WJNS-FM
- Bentonia, Mississippi; United States;
- Broadcast area: Jackson metropolitan area
- Frequency: 92.1 MHz
- Branding: SonLife Radio

Programming
- Format: Christian radio
- Affiliations: SonLife Radio Network

Ownership
- Owner: Family Worship Center Church, Inc.

History
- First air date: December 13, 1968

Technical information
- Licensing authority: FCC
- Facility ID: 72816
- Class: A
- ERP: 4,800 watts
- HAAT: 111.3 meters (365 ft)

Links
- Public license information: Public file; LMS;
- Webcast: Listen live
- Website: sonlifetv.com

= WJNS-FM =

Radio station in Bentonia–Jackson, Mississippi

WJNS-FM (92.1 MHz) is a Christian radio station licensed to Bentonia, Mississippi, and serving the Jackson metropolitan area. WJNS-FM is owned and operated by Family Worship Center Church, Inc.

==History==
The station began broadcasting on December 13, 1968, and was originally licensed to Yazoo City, Mississippi. The station was owned by Gateway Broadcasting, with State Representative Joel Netherland owning controlling interest. The station primarily aired country music through the 1980s.

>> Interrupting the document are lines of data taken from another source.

Issue #945, opened 2023-05-05
Consider adding Screen Capture CG to monitored CGs


dontcallmedom:
see https://github.com/w3c/browser-specs/pull/941#pullrequestreview-1414787125

this would also suggest ensuring the repos there get a proposer w3c.json

eladalon1983:
Hey @dontcallmedom. How can I help this consideration process? :-)

dontcallmedom:
@eladalon1983 this issue is about monitoring the Screen Capture CG deliverables overall; to get a specific spec added (à la https://github.com/screen-share/mouse-events/), filing an issue (or even a PR!) for the said spec is more likely to get you what you want sooner :)

eladalon1983:
What's the SCCG's group number?

dontcallmedom:
if this is for the w3c.json file, you don't need the group number any more, you can use `cg/sccg` per https://w3c.github.io/w3c.json.html

eladalon1983:
Thanks!

eladalon1983:
P.S: Contacts - my GitHub handle, or...?

eladalon1983:
(FYI emoji reactions do not trigger emails, so easy to miss.)

eladalon1983:
(Thanks for answering. FYI emoji reactions do not trigger emails, so easy to miss.)

fred-wang:
@dontcallmedom @tidoust Can we close that issue now?

dontcallmedom:
I think so - while there may still be value in having a more systematic monitoring, the fact there is a well-paved path for the SCCG specs to land here is sufficient from my perspective

Issue #944, opened 2023-05-05
Draft status of ReSpec specs may be missed


tidoust:
When it needs to retrieve information from the spec itself, the code uses JSDOM without running scripts. For ReSpec draft specs (that do not get published through the spec-prod action), this means that the code does not have access to the generated spec and in particular won't find the spec's status.

This prevents the code from extracting the actual spec's status, resorting to "Editor's Draft". Most of the time, that is correct, but we may need to add unofficial drafts and CG drafts from time to time.

Examples of specs for which that is an issue:
- [Direct Sockets API](https://wicg.github.io/direct-sockets/)
- [Element Capture](https://screen-share.github.io/element-capture/)

I don't know whether we can use JSDOM to generate a ReSpec spec (we switched to Puppeteer in Reffy partly because that did not work well)

PR #994, opened 2023-07-03
Add Element Capture and Captured Mouse Events specifications

fred-wang:
See https://github.com/w3c/browser-specs/issues/945

### DIFF
--- a/specs.json
+++ b/specs.json
@@ -237,6 +237,8 @@
       ]
     }
   },
+  "https://screen-share.github.io/captured-mouse-events/",
+  "https://screen-share.github.io/element-capture/",
   {
     "url": "https://sourcemaps.info/spec.html",
     "shortname": "sourcemap",
--- a/src/data/monitor.json
+++ b/src/data/monitor.json
@@ -365,10 +365,6 @@
     "https://www.w3.org/TR/css-device-adapt-1/": {
       "lastreviewed": "2023-05-01",
       "comment": "spec should be retired in 2023, see https://github.com/w3c/browser-specs/issues/837, replaced by css-viewport"
-    },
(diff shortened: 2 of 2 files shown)


fred-wang:
cc @dontcallmedom @eladalon1983

This is a tentative PR (untested). I understand index.json is generated automatically, by the fetch-info bot so no need to touch it.

tidoust:
Seems good but `w3c.json` files in related repos are invalid JSON for now, see https://github.com/screen-share/captured-mouse-events/pull/22 and https://github.com/screen-share/element-capture/pull/15

tidoust:
Also, both drafts claim that they are "Unofficial drafts", which we usually don't add to the list. As far as I can tell, these are CG drafts. Could the status be updated to reflect that? (In ReSpec, that should be `CG-DRAFT`)

eladalon1983:
I've fixed that; could you PTAL?

fred-wang:
@tidoust Can you please check again?

specs.json
```diff
@@ -237,6 +237,8 @@
       ]
     }
   },
+  "https://screen-share.github.io/captured-mouse-events/",
+  "https://screen-share.github.io/element-capture/",
```
tidoust, line 241: Need to be explicit about status for now because of #944:

```suggestion
  {
    "url": "https://screen-share.github.io/captured-mouse-events/",
    "nightly": {
      "status": "Draft Community Group Report"
    }
  },
  {
    "url": "https://screen-share.github.io/element-capture/",
    "nightly": {
      "status": "Draft Community Group Report"
    }
  },
```

fred-wang: Thanks!

PR #1013, opened 2023-07-25
Add step-by-step build mode with intermediary files

tidoust:
Build of the index file sometimes fails at intermediary steps and often fails at the testing phase. In both cases, a new build needs to be run locally to investigate more precisely what fails. That's tedious and takes time.

This update creates a "step-by-step" mode whereby the build records the result of each step to an intermediary file in the `buildsteps` folder. These files are only ever going to be useful for debugging purpose, but that's already a good thing.

The build job now pushes intermediary files that got updated to the repository no matter what, even when the build fails. This allows to restart the build locally from the first step that failed.

The `10-filename.json` file in the `buildsteps` folder contains the final results of the build (and thus matches the `index.json` when tests pass). That file should be particularly useful to spot what needs fixing for tests to pass.

A possible alternative would have been to use separate branches but that seemed much more complicated to setup and use.


dontcallmedom:
I haven't reviewed the changes in details - while I understand and support the goals, my initial reaction is that storing intermediate build files on the main branch is going to be pretty noisy…

tidoust:
@dontcallmedom, following your suggestion, the job now stores intermediary files as artefacts (which should be kept on GitHub for 90 days).

Internally, these files are always created and stored in a `.buildsteps` local folder, listed in `.gitignore`. I decided not to create a separate build mode after all as that does not seem needed.

tidoust:
> I assume we need to merge before we get to check it works as we expect and we get what we want from artifacts?

i-dont-always-test-but-when-i-do-i-test-in-production-304471-1

dontcallmedom:
seems to have worked alright :) https://github.com/w3c/browser-specs/suites/15481668017/artifacts/884091580

PR #1023, opened 2023-07-31
Remove W3C API key

dontcallmedom:
no longer required (not even recommended)


test/fetch-groups-gh.js
```diff
@@ -0,0 +1,43 @@
+/**
+ * Tests for the fetch-groups module that require a W3C API key
+ *
+ * These tests are separated from the tests that do not require a W3C API key
```
tidoust, line 4:
```suggestion
 * Tests for the fetch-groups module that require a GitHub token
 *
 * These tests are separated from the tests that do not require a GitHub token
```

... but in practice, do we still need to keep these tests separated? They had to because of the W3C API key secret. However, if I read the documentation correctly, the GitHub token should be set on pull requests, even on pull requests that originate from forked repositories:

> For workflows that are triggered by the pull_request_target event, the GITHUB_TOKEN is granted read/write repository permission unless the permissions key is specified and the workflow can access secrets, even when it is triggered from a fork
> https://docs.github.com/en/actions/using-workflows/events-that-trigger-workflows#pull_request_target

package.json
```diff
@@ -15,7 +15,7 @@
     "lint": "node src/lint.js",
     "lint-fix": "node src/lint.js --fix",
     "test": "mocha",
-    "test-pr": "mocha --exclude test/fetch-info-w3c.js --exclude test/fetch-groups-w3c.js"
+    "test-pr": "mocha --exclude test/fetch-groups-gh.js"
```
tidoust, line 18: See comment on `fetch-groups-gh.js`. My understanding is that `test-pr` could be dropped as the job that runs on pull requests should now be able to run `test` directly.

tidoust (changes requested):

tidoust (approved):

Issue #1008, opened 2023-07-13
Tons of new specs


BenjaminAster:
I was working on my own browser spec collection for myself, using [w3c/groups](https://github.com/w3c/groups) as a starting point and manually adding lots of stuff, partially by looking at the interfaces in the window object in Chrome's JavaScript console &ndash; until I realized the existence of this repo and webref. This has the disadvantage of having wasted a lot of time, but also the advantage of being able to diff my spec list with yours and finding the differences.

Here are specs that I believe should be added to this repo:

- Topics API: https://patcg-individual-drafts.github.io/topics/
- Private Aggregation API: https://patcg-individual-drafts.github.io/private-aggregation-api/
- WebXR Marker Tracking Module: https://immersive-web.github.io/marker-tracking/
- WebXR Meshing API Level 1: https://immersive-web.github.io/real-world-geometry/webxrmeshing-1.html
- WebXR Plane Detection Module: https://immersive-web.github.io/real-world-geometry/plane-detection.html
- Capture all screens: https://screen-share.github.io/capture-all-screens/
- Audio Session: https://w3c.github.io/audio-session/
- execCommand: https://w3c.github.io/editing/docs/execCommand/
- Mathematical Markup Language (MathML) Version 4.0: https://w3c.github.io/mathml/
- Media Capture and Streams Extensions: https://w3c.github.io/mediacapture-extensions/
- The Capture-Handle Actions Mechanism: https://w3c.github.io/mediacapture-handle/actions/
- Media Source Extensions Byte Stream Format Registry: https://w3c.github.io/mse-byte-stream-format-registry/
- ISO BMFF Byte Stream Format: https://w3c.github.io/mse-byte-stream-format-isobmff/
- MPEG-2 TS Byte Stream Format: https://w3c.github.io/mse-byte-stream-format-mp2t/
- MPEG Audio Byte Stream Format: https://w3c.github.io/mse-byte-stream-format-mpeg-audio/
- WebM Byte Stream Format: https://w3c.github.io/mse-byte-stream-format-webm/
- Confinement with Origin Web Labels: https://w3c.github.io/webappsec-cowl/
- Suborigins: https://w3c.github.io/webappsec-suborigins/
- User Interface Security and the Visibility API: https://w3c.github.io/webappsec-uisecurity/
- WebRTC Extensions: https://w3c.github.io/webrtc-extensions/
[...]

PR #1038, opened 2023-08-30
Add Audio Session and MSE registry/registrations

tidoust:
Via https://github.com/w3c/browser-specs/issues/1008

All specs are developed/maintained by the Media WG.


dontcallmedom (approved):
was https://github.com/w3c/audio-session/commit/73aab448a8821f77054c809ec68ebaf445552670 the reason why we didn't detect audio-session?

tidoust:
> was [w3c/audio-session@73aab44](https://github.com/w3c/audio-session/commit/73aab448a8821f77054c809ec68ebaf445552670) the reason why we didn't detect audio-session?

Yes. FWIW, I got a bit lost because the [validate-repo report](https://w3c.github.io/validate-repos/report.html) does not seem to list these group errors.

dontcallmedom:
I've now added some early semi-automatic reporting of validate-repos errors, directly inspired from what we have in strudy FWIW

PR #1043, opened 2023-09-01
Add more TC39 proposals at stage 3 + Source Maps

tidoust:


specs.json
```diff
@@ -417,6 +420,13 @@
     ]
   },
   "https://tc39.es/proposal-temporal/",
+  {
+    "url": "https://tc39.es/source-map-spec/",
```
dontcallmedom, line 424: This should replace the existing sourcemaps spec entry.

tidoust: Ah right, I had forgotten about this one...

tidoust: I propose to reuse the older entry, updating just the URL. The shortname will likely change in the future (when TC39 gives the spec an `ecma-xxx` name) in any case, and this avoids having to track the former shortname for the benefits of Specref.

dontcallmedom (approved):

In 1988, the station was sold to St. Pe' Broadcasting for $312,500. St. Pe' was owned by Edward and Debbie St. Pe'. By the early 1990s, the station had adopted a contemporary hits format. In early 1991, the station switched to an oldies format, but in the summer of that year it returned to a country music format. In 1992, the station adopted a Gospel music format.

In 1993, the station was sold to Bishop Levi E. Willis's Willis Broadcasting. In 2004, the station was sold to Jimmy Swaggart's Family Worship Center for $350,000.

In 2007, the station was granted a construction permit to move from Yazoo City to Bentonia. WJNS-FM's tower was destroyed by Hurricane Ike on September 13, 2008, and was off the air for several months afterwards. In spring 2009, the station returned to the air from its new facilities in Bentonia.